### Task objective
Beginning with the very first line, please reproduce the entries exactly through the line containing "(diff shortened: 1 of 15 files shown)".

### Data extracted from a collection
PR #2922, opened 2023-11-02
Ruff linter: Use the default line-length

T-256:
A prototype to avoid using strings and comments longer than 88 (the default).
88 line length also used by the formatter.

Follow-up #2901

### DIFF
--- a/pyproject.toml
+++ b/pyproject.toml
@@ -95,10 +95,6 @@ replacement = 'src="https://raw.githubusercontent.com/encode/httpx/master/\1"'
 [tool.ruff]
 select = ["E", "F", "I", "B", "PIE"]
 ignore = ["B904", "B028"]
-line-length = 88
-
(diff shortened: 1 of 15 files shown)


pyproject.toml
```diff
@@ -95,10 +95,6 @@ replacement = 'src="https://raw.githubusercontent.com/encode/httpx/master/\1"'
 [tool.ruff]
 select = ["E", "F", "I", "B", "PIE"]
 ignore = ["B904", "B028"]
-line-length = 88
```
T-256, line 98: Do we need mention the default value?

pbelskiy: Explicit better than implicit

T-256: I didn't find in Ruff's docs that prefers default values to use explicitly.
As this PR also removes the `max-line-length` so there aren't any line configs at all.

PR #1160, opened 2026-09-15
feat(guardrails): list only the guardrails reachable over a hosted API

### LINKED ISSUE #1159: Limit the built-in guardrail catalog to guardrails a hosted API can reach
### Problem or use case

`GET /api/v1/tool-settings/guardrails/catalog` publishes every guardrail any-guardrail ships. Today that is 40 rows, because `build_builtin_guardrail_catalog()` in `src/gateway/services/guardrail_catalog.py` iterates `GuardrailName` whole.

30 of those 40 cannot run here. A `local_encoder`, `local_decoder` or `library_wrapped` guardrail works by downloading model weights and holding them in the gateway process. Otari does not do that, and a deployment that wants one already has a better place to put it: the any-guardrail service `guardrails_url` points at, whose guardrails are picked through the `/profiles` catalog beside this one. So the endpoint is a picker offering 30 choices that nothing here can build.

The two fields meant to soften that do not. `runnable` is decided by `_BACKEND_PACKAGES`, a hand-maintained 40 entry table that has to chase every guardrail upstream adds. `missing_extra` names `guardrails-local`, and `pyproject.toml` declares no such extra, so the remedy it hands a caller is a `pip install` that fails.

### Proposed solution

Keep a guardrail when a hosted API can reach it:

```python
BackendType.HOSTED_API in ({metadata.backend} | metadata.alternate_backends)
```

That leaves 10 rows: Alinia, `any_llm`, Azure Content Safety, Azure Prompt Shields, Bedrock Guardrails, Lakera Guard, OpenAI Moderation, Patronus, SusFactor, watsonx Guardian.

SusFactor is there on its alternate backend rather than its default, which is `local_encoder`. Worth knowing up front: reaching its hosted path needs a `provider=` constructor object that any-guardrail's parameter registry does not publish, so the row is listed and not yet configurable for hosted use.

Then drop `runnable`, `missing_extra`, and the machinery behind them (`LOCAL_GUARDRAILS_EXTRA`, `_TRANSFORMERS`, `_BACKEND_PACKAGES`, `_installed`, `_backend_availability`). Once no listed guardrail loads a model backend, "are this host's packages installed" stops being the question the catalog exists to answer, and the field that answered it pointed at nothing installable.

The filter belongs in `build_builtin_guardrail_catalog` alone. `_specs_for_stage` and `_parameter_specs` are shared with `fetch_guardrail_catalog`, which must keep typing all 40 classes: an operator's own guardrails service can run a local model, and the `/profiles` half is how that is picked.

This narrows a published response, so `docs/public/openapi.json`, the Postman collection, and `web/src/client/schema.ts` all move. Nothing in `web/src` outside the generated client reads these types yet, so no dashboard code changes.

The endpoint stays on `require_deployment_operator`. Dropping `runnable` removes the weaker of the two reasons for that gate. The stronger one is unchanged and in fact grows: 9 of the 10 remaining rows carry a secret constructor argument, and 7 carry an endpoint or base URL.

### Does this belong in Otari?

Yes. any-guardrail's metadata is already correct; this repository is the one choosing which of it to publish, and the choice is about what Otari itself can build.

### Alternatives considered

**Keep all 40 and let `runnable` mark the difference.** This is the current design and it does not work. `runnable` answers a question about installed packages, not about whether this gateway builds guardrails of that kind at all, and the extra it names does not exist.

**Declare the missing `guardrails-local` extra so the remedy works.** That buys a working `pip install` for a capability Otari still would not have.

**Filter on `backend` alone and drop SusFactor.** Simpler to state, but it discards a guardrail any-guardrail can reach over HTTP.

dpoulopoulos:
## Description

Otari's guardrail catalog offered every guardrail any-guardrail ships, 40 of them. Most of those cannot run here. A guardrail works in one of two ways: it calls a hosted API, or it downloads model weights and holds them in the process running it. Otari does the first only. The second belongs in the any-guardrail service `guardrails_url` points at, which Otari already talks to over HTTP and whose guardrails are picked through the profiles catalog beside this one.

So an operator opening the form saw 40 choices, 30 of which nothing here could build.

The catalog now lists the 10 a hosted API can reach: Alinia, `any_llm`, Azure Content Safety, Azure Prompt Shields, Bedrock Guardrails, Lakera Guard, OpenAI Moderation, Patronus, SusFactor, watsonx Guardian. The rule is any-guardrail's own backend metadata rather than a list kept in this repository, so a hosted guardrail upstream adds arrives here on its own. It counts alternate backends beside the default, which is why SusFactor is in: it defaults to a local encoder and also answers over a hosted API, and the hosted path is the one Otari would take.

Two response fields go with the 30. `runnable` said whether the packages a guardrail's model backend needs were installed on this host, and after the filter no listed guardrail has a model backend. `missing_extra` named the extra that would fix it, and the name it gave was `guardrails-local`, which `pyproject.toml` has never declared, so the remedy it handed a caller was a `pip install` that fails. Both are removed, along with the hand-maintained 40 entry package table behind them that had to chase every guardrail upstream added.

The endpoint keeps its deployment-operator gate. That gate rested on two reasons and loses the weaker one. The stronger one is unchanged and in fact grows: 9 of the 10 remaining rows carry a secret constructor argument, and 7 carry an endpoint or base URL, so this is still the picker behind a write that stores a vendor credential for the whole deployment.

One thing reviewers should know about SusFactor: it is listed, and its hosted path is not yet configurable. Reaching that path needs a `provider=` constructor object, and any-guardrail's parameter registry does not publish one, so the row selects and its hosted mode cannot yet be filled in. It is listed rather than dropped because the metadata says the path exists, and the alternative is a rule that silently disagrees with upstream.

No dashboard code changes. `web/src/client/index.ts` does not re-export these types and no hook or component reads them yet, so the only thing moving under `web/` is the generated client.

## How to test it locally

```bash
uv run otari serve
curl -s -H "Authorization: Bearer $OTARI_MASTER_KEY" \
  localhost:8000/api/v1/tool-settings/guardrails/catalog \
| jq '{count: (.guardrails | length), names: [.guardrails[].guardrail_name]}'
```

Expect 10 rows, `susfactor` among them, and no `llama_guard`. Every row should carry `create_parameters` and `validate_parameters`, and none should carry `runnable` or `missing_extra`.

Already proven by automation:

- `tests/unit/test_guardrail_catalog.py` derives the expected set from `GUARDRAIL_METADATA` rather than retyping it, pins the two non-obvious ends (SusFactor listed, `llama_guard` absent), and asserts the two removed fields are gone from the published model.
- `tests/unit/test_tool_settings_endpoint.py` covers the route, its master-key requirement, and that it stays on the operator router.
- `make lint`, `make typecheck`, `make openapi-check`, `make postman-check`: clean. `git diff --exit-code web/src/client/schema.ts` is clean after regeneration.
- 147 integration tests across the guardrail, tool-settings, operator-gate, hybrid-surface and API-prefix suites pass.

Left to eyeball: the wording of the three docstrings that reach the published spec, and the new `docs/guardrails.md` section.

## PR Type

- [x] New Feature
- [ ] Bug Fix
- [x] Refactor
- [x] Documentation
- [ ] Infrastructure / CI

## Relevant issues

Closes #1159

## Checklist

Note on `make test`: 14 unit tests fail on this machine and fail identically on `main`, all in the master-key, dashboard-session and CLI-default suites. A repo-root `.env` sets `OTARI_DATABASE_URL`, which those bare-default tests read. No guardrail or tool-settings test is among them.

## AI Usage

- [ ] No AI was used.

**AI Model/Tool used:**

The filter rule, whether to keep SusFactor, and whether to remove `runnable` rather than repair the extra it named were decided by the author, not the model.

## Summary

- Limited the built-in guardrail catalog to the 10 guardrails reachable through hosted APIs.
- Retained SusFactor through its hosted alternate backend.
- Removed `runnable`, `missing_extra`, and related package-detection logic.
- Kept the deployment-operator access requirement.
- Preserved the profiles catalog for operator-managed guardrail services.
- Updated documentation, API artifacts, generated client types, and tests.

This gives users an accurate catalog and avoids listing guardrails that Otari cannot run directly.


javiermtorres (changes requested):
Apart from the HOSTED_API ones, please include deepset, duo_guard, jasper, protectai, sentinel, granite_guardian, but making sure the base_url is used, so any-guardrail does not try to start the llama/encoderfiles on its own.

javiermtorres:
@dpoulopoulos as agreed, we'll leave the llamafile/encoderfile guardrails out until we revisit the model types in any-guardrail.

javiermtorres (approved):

### Answer box
PR #2922, opened 2023-11-02
Ruff linter: Use the default line-length

T-256:
A prototype to avoid using strings and comments longer than 88 (the default).
88 line length also used by the formatter.

Follow-up #2901

### DIFF
--- a/pyproject.toml
+++ b/pyproject.toml
@@ -95,10 +95,6 @@ replacement = 'src="https://raw.githubusercontent.com/encode/httpx/master/\1"'
 [tool.ruff]
 select = ["E", "F", "I", "B", "PIE"]
 ignore = ["B904", "B028"]
-line-length = 88
-
(diff shortened: 1 of 15 files shown)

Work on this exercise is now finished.